Justice Watt went on to conclude, at para. 78, that the affiant’s failure to plainly say that Paryniuk was not convicted of a criminal offence was a serious deficiency. However, the descriptives “Involved” and “Charged” were “clearly displayed” and the lack of reference to “Convicted” could scarcely have gone unnoticed.

4. Conclusion

What, then, is the test? The cases are not very clear. In Paryniuk, Justice Watt suggested, at paras. 65 and 74-5, that the application of the remedial discretion was “the functional equivalent of an application to terminate the prosecution for an abuse”; that the trial judge’s mention of abuse of process did not “reflect self-misdirection”; and, “the claim evokes the language of the residual category of abuse of process”. But evocation is not ratio decidendi. The most that can be said about the authorities in Ontario is that the standard is high. In R v Evans, 2014 MBCA 44 Justice C.J. Mainella also held, at paras. 18-9, that the standard is a high one. Justice Mainella specifically concluded that it will be a question of degree whether an affiant’s deliberate breach of the ex parte duties rises to the point that the prior authorization process has been subverted. But, in R v Cheng, 2010 BCCA 135 Justice I.T. Donald recognized, at para. 27, “a residual discretion to strike down a warrant for abuse of process”.

A standard grounded in the doctrine of abuse of process should be avoided. It raises the spectre of the “clearest of cases” test. There is no compelling reason why the standard must be that high. It is important in cases involving police conduct that the purpose of the prior authorization process not be frustrated by positioning it virtually outside the remedial grasp of the Charter.
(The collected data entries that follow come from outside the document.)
PR #2288, opened 2026-07-08
profile: intra-tick GPU sub-stage scopes — wire the reserved voxelStage1 sub-rows (#2280)

### LINKED ISSUE #2280: profile: intra-tick GPU sub-stage scopes — wire the reserved voxelStage1 sub-rows (compact / clear / stage-1 / stage-2)

jakildev:
## Summary
Wires intra-tick GPU sub-stage timing so the opaque `voxelStage1` bundle (~140 ms at zoom 16, #2258) is attributed to its dispatch groups.

- **`GpuSubStageScope`** (`gpu_substage_timing.hpp`, new) — RAII bracket timing one dispatch group inside a system tick, reusing the existing device timestamp-pair machinery (async `kSamplesInFlight` readback, no `finish()` stall).
- **`VOXEL_TO_TRIXEL_STAGE_1`** — untagged from the per-system `GpuStageTimingObserver`; its four dispatch groups now each bracket with a sub-scope, wiring the reserved `canvasClear` / `voxelCompact` / `voxelStage2` rows and narrowing GPU `voxelStage1` to the stage-1 dispatch only. The old whole-tick number = the sum of the four. CPU `voxelStage1` stays whole-tick via an `IR_PROFILE_SCOPE` (no HUD/auto-profile regression).
- **Metal** — a timestamp-aware `createBlitEncoder` (twin of `createComputeEncoder`) captures the distance-clear blit so `canvasClear` is non-zero. Sub-scopes reuse the freed attachment slot (index 0) since the system is untagged — no second attachment index / no dual-attachment quota risk.
- Registry comment + `engine/prefabs/irreden/render/CLAUDE.md` + `docs/design/gpu-stage-timing-cost-model.md` updated for the new attribution.

## #2258 attribution (IRPerfGrid wave scene, sun shadows on, Metal/macOS 2x, `--auto-profile 120`)

| zoom | canvasClear | voxelCompact | voxelStage1 (stage-1 only) | voxelStage2 | sum | old bundled |
|---|---|---|---|---|---|---|
| 8 | 0.14 | 0.71 | 23.71 | 28.14 | ~52.7 | ~47.6 |
| 16 | 0.01 | 0.06 | 64.79 | 76.05 | ~140.9 | ~145 |

The ~140 ms is the **stage-1 + stage-2 dispatch grids** (~evenly split); compact + clear are negligible. Full table posted on #2258.

## Test plan
- [x] Builds clean on macOS/Metal (`IRPerfGrid`, `IRShapeDebug`).
- [x] Non-zero `canvasClear` / `voxelCompact` / `voxelStage2` rows (criterion 1).
- [x] Sum of sub-rows ≈ old bundled `voxelStage1` (criterion 2).
- [x] Attribution table posted on #2258 (criterion 3).
- [x] Rendering **byte-identical timing-on vs timing-off** — 28/28 `IRShapeDebug` shots (criterion 4).
- [ ] OpenGL (Linux/Windows) build + smoke — authored on macOS/Metal; GL path needs cross-host verification (`glQueryCounter` markers nest freely, no structural GL change).

## Follow-up (not in this PR)
`GpuSubStageScope`'s timestamp ring (`nextAvailableSlot` / `resolveReadySamples`) mirrors `GpuStageTimingObserver`'s. Extracting a shared `GpuTimestampRing` would dedupe it, but that touches the observer (critical timing infra for 14 systems) and wants its own verification — deliberately deferred to keep this PR's blast radius on the new file.

Closes #2280

### DIFF
--- a/.fleet/plans/issue-2280.md
+++ b/.fleet/plans/issue-2280.md
@@ -1,0 +1,79 @@
+# Plan: profile — intra-tick GPU sub-stage scopes (wire the reserved voxelStage1 sub-rows)
+
+- **Issue:** #2280 (blocks #2258)
+- **Model:** opus (Metal backend timestamp infrastructure + render hot-path system wiring)
+- **Date:** 2026-07-08
+
+## Scope
+
+An intra-tick scoped GPU timing mechanism so a system can bracket individual
+dispatch groups inside one tick, wiring the reserved `voxelStage1` sub-rows
+(`voxelCompact` / `canvasClear` / `voxelStage2`) on **both** backends, then use
+it to attribute the ~140 ms `voxelStage1` cost that #2258 measured but could not
+localize (the per-`SystemId` timer bundles compact + clear + stage-1 + stage-2).
+
+## Confirmed repro
+
+PR #2266's measurement table (2026-07-06 NEEDS-DESIGN comment): `voxelStage1`
+~139–152 ms at zoom 16 on the IRPerfGrid wave scene (Metal, shadows on),
+invariant to a 256× stage-1 body reduction — the cost is inside the bundled
+per-system scope but not in the stage-1 raster body. The bundle is structural:
+one `GpuStageTimingObserver` pair per `SystemId`
+(`gpu_stage_timing.hpp:196-209`), so compact/clear/stage-1/stage-2 are
+indistinguishable today.
+
+## Approach (picked): RAII sub-stage scope + a second sample-buffer attachment on Metal
+
+1. `RenderDevice` gains scoped-timestamp entry points reusing the existing pair
+   machinery (`createTimestampPair` / `writeTimestamp` / `readTimestampPairMs`),
+   plus a Metal path that attaches the sub-scope's `MTL::CounterSampleBuffer` on
+   **attachment index 1** of the compute-pass descriptor, leaving index 0 to the
+   enclosing per-system pair (`createComputeEncoder`, `metal_render_impl.cpp`).
+   Same sticky first-encoder-claims-start / last-encoder-wins-end semantics as
+   #1746, scoped to the sub-window. OpenGL needs no structural change —
+   `glQueryCounter`-style pairs nest freely in the command stream.
+2. A small `IRRender::GpuSubStageScope(name)` RAII (prefab layer, next to
+   `gpu_stage_timing_observer.hpp`) resolves the name against
+   `gpuStageRegistry()` and brackets the enclosed dispatches; used inside
+   `VOXEL_TO_TRIXEL_STAGE_1`'s tick around its four dispatch groups to fill
+   `voxelCompact`, `canvasClear`, `voxelStage1` (now stage-1 only),
+   `voxelStage2`. Async readback keeps the `kSamplesInFlight` pattern per scope;
+   timers-off cost stays one bool check.
+3. **Fallback (only if the second Metal attachment misbehaves on real
+   hardware):** sub-scopes own attachment index 0 while active and the outer
+   per-system row is computed as the **sum** of sub-scope samples for that
+   system. Document whichever shape lands in the registry comment.
+4. Measure: post the zoom 8 / zoom 16 wave-scene attribution table on #2258 (per
+   this issue's acceptance criteria).
+
+## Acceptance criteria
+
+- GPU STAGES overlay shows non-zero `voxelCompact` / `canvasClear` /
+  `voxelStage2` rows when frame timing is enabled, on both backends.
+- Sum of sub-rows ≈ the old bundled `voxelStage1` value (± measurement overhead)
+  at a test pose on at least one backend.
+- Attribution table for the #2258 scenario (IRPerfGrid default wave scene, zoom 8
+  and zoom 16, sun shadows on, `--auto-profile 100`+) posted on #2258, naming
+  which sub-stage carries the ~140 ms.
+- Byte-identical rendering with timing disabled and enabled (screenshot compare
+  on one demo).
+
+## Sibling / in-flight reconciliation
+
+PR #2266 is being narrowed to the byte-identical `sunBakeFrustumUVBounds`
+refactor only (architect direction on the PR) — no overlap with this surface.
+#2256's plan explicitly does NOT need this issue (its stages are separate,
+already-timed systems). #2258 is blocked by this issue and must not be
+re-planned until the attribution table lands on its thread.
+
+## Gotchas
+
+- Wiring the sub-rows changes the meaning of the `voxelStage1` row (from bundle
+  to stage-1-only) — update the registry comment in `gpu_stage_timing.hpp` and
+  any overlay docs in the same PR.
+- Metal is excluded from clang-format; match surrounding hand-formatting in
+  `metal_render_impl.cpp`.
+- Timing-only change: rendering must stay byte-identical with timers on or off;
+  the timers-off path must keep its one-bool-check cost.
+- GL-backend build/verify needs a Linux/Windows host (this pane is macOS/Metal
+  only); if authored on macOS, the GL side rides as owed cross-host smoke.
--- a/creations/demos/perf_grid/main.cpp
+++ b/creations/demos/perf_grid/main.cpp
@@ -1058,12 +1058,16 @@ void initSystems() {
                             IR_LOG_INFO("Auto-profile CPU-scope — {}: {:.3f}ms", name, ms);
                         }
                     }
+                    // #2280 sub-stage attribution: canvasClear + voxelCompact +
+                    // voxelStage1 (the stage-1 dispatch only now) + voxelStage2
+                    // sum to the old bundled voxelStage1 measurement.
                     IR_LOG_INFO(
-                        "Auto-profile GPU — voxelStage1:{:.3f} voxelStage2:{:.3f} "
-                        "voxelCompact:{:.3f}",
+                        "Auto-profile GPU — canvasClear:{:.3f} voxelCompact:{:.3f} "
+                        "voxelStage1:{:.3f} voxelStage2:{:.3f}",
+                        gpu.canvasClearMs_,
+                        gpu.voxelCompactMs_,
                         gpu.voxelStage1Ms_,
-                        gpu.voxelStage2Ms_,
-                        gpu.voxelCompactMs_
+                        gpu.voxelStage2Ms_
                     );
                     IRWindow::closeWindow();
                 }
--- a/docs/design/gpu-stage-timing-cost-model.md
+++ b/docs/design/gpu-stage-timing-cost-model.md
@@ -32,13 +32,17 @@ changes (occupied-only lists, indirect dispatch, subdivision caps).
   accumulators build the shutdown avg/min/max (#1738). A `finish()`-bracket
   legacy path exists for devices without timestamp support
   (`legacyFinishTiming_`).
-- **Several registry rows have NO writer and always read 0.000:**
-  `canvasClear`, `voxelCompact`, `voxelStage2`, `shapePass0` (folded into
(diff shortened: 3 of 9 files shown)


jakildev (commented):
## Review — profile: intra-tick GPU sub-stage scopes — wire the reserved voxelStage1 sub-rows (#2280)

**Verdict:** approve

Standalone PR (base `master`, MERGEABLE). Adds `GpuSubStageScope` /
`GpuSubStageTimer` (`gpu_substage_timing.hpp`, new) to bracket individual
dispatch groups inside `VOXEL_TO_TRIXEL_STAGE_1`'s tick, wiring the
previously-unwired `canvasClear` / `voxelCompact` / `voxelStage2` registry
rows and narrowing `voxelStage1` to the stage-1 dispatch only. Metal gets a
`createBlitEncoder` twin of `createComputeEncoder` so the distance-clear
blit can carry a timestamp sample.

### Checklist walkthrough

- **Ownership/lifetime** — `GpuSubStageTimer::m_states` is a program-lifetime
  singleton (mirrors the existing `GpuStageTimingObserver` pattern);
  `SubStageState::info_` points into the `static const` registry array
  returned by `gpuStageRegistry()`, so the pointer is stable for the life of
  the program. No raw owning pointers, no dangling references across ticks.
  The "pairs leak at process exit" choice is explicitly justified against the
  #2031 GL-static-destructor precedent — consistent with existing practice.
- **Metal encoder plumbing** — `createBlitEncoder` (`metal_render_impl.cpp:147-178`)
  is a faithful structural twin of the pre-existing `createComputeEncoder`
  (same file, `~L119-142` on base): same descriptor-alloc/attach/release
  shape, same `MTL::CounterDontSample` first-encoder-vs-sticky-end logic. I
  diffed the two side by side against the base commit — no copy-paste drift.
  Both existing `blitCommandEncoder()` call sites are correctly routed
  through it.
- **No nesting risk** — the four sub-scopes in `system_voxel_to_trixel.hpp`
  (`canvasClear`, `voxelCompact`, `voxelStage1`, `voxelStage2`) are used
  sequentially in separate brace blocks, never nested, so there's no
  attachment-slot contention within one tick. `VOXEL_TO_TRIXEL_STAGE_1` is
  correctly untagged from the per-system `GpuStageTimingObserver`
  (`tagGpuStage` call removed), which is what frees the attachment slot for
  the sub-scopes to reuse — confirmed no other code still assumes this
  system is tagged.
- **Math** — `IRMath::clamp` used (not `std::clamp`) for
  `recommendedTimestampPairsInFlight()` clamping.
- **Naming/style** — include guard (`GPU_SUBSTAGE_TIMING_H`) matches sibling
  headers' convention; `m_states` / `m_state` are private members correctly
  prefixed `m_`.
- **Docs** — `gpu_stage_timing.hpp` registry comment, `CLAUDE.md`, and
  `docs/design/gpu-stage-timing-cost-model.md` were all updated in the same
  PR to describe the new per-row attribution (Save/Extensibility-Rule-style
  discipline, appropriately applied here even though this isn't a
  serialization change) — the "bundle → per-dispatch rows" narrative is
  consistent across code and all three docs.
- **Render byte-identity** — PR body claims 28/28 `IRShapeDebug` shots
  byte-identical with timing on vs off; this is exactly the risk this class
  of change (RAII bracket wrapping existing dispatch calls, no control-flow
  change) would threaten if the scope construction/destruction reordered
  anything, so the check is the right one and covers the real risk.

### Nits

- `gpu_substage_timing.hpp` duplicates the timestamp-ring bookkeeping
  (`nextAvailableSlot` / `resolveReadySamples`) already in
  `GpuStageTimingObserver`. The PR body already calls this out as a
  deliberate, scoped-out follow-up (shared `GpuTimestampRing` extraction) —
  agreed that's the right call to keep this PR's blast radius on the new
  file; no action needed here.

- [x] (already covered by PR body) macOS/Metal build + `IRPerfGrid` /
      `IRShapeDebug` byte-identical screenshots, attribution table posted
      on #2258.
- [ ] OpenGL/Linux or Windows smoke — PR body already flags this as
      cross-host-owed; the GL path has no structural change
      (`glQueryCounter` pairs nest freely) but hasn't been run.

Escalation: please Opus-recheck before merge (touches: engine/render/,
Metal GPU timestamp/encoder state machine, intra-tick GPU/CPU sync). I
traced the encoder-attachment logic and found it sound, but the sticky
first-encoder/last-encoder-wins timestamp semantics across sequential
compute+blit encoders is exactly the class of GPU lifetime/sync invariant
this fleet reserves for Opus confirmation rather than Sonnet sign-off alone.

jakildev (commented):
## Opus recheck — profile: intra-tick GPU sub-stage scopes (#2280)

**Verdict:** approve

Sonnet approved and escalated the one thing it correctly declined to
sign off alone: the Metal timestamp/encoder state machine — the sticky
first-encoder-claims-start / last-encoder-wins-end semantics across
sequential compute+blit encoders, and the fact that a `GpuSubStageScope`
reuses the *same single global* attachment slot the per-system observer
uses. I traced that surface end-to-end and confirm it.

### What I confirmed (the Opus-only invariants)

- **Shared-global attachment never dangles.** `GpuSubStageScope`'s
  `begin()`/`end()` are symmetric: `begin()` writes `TimestampSlot::START`
  (setting `g_nextComputeTimestampAttachment`) *only* when it secured a
  ring slot (`activeSlot_ >= 0`); `end()` writes `TimestampSlot::END`
  (clearing the global to `{}`) *only* when `activeSlot_ >= 0`. So
  START-written ⟺ `activeSlot_ >= 0` ⟺ END-written — every open is matched
  by a close, and a scope that can't get a slot touches the global not at
  all. No sub-scope can strand the sticky attachment for the next scope or
  the next system's encoders.

- **Reusing the observer's slot is safe because the system is untagged.**
  The `tagGpuStage(systemId, "voxelStage1")` call is removed and the system
  is deliberately not tagged for `GpuStageTimingObserver`, so its own tick
  leaves the one global slot free. Ticks are CPU-sequential and Metal
  command encoding is single-threaded, so there is no concurrent writer to
  `g_nextComputeTimestampAttachment` during this window.

- **`createBlitEncoder` is a faithful #1746 twin.** Same
  descriptor-alloc / attach / `firstEncoder_ ? startSampleIndex_ :
  CounterDontSample` / `setEndOfEncoderSampleIndex` / release shape as
  `createComputeEncoder` and `attachTimestampSamples`, and it advances
  `firstEncoder_ = false` on the attached path only. The two existing
  `blitCommandEncoder()` call sites in the distance-clear path are both
  routed through it; the null-attachment branch returns a plain encoder, so
  the non-timed path is unchanged. The blit's end boundary is written as
  each encoder is created (not by the trailing `writeTimestamp(END)`), so
  the pair correctly spans [first blit start, last blit end].

- **Sub-scopes are sequential and non-nested.** `canvasClear` /
  `voxelCompact` / `voxelStage1` / `voxelStage2` each live in their own
  brace block, so there is no attachment-slot contention within one tick,
  and the `perAxisSplit` / `skipSingleCanvasVoxels` branches only *skip*
  scopes (RAII keeps each balanced) — no half-open window.

- **Async ring + commit path.** The per-scope `kSamplesInFlight=3` ring
  mirrors the observer exactly (`nextAvailableSlot` skips pending slots,
  returns -1 → graceful no-op frame, no `finish()` stall). The extracted
  `commitGpuStageSample` keeps the same accumulator bounds check the old
  `recordStageSample` had; observer and sub-timer share it with no drift.

- **Lifetime / timers-off.** Program-bound singleton, pairs leak at exit —
  the deliberate choice over a static destructor touching a dead GL context
  (#2031), consistent with the observer. Timers-off costs one
  `timing.enabled_` bool check in the scope ctor.

### One thing I can't confirm from this host (not a blocker)

Whether the Metal blit-pass encoder-boundary timestamp actually *resolves*
a non-zero pair on real hardware (the counter sample buffer must support
stage-boundary sampling on a blit pass). This is empirically covered: the
PR is `fleet:authored-on-macos` and the body reports byte-identical
`IRShapeDebug` screenshots plus an attribution table posted on #2258 —
i.e. it ran on Metal without a validation crash and produced samples. The
documented fallback (sub-scopes own attachment index 0; outer row = sum)
is self-contained if it ever misbehaves, so no architectural follow-up is
gated on this.

The GL/Linux/Windows path has no structural change (`createBlitEncoder`
is Metal-only; GL times the clear via the unchanged `glQueryCounter`
path) and the owed smoke is already tagged `fleet:needs-windows-smoke` —
correct handling.

Approving. Sonnet's checklist pass stands; the GPU lifetime/sync
invariant it reserved for Opus is sound.

🤖 Opus recheck by Claude Opus 4.8 (opus-reviewer, review-pr skill)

I will end where my discussion of the residual discretion began – by returning to Morris where Justice Cromwell said this, at para. 35:

“In reviewing police conduct during the prior authorization process, the court’s attention cannot focus solely on the particular search under consideration. It is tempting to do so, especially where, as here, police suspicions proved to be well founded. However, the purpose of the prior authorization requirement must be kept in mind. As noted, that purpose is to prevent unreasonable searches, not to condemn them after the fact. If the prior authorization process is not vigorously upheld by the courts, it will lose its meaning and effectiveness. That process is in place to protect everyone from unreasonable intrusions by the state. In considering this, or any other s. 8 case, the court must not only protect the rights of this individual, but also protect the prior authorization process which helps assure that the rights of all individuals are respected before, not after, the fact.”

A test based on the preponderance of evidence is well suited for deciding questions that arise from proceedings conducted behind closed doors – the ex parte application for judicial authorization to invade the constitutionally protected privacy interests of the citizen – proceedings that are governed by the overarching duty of candour.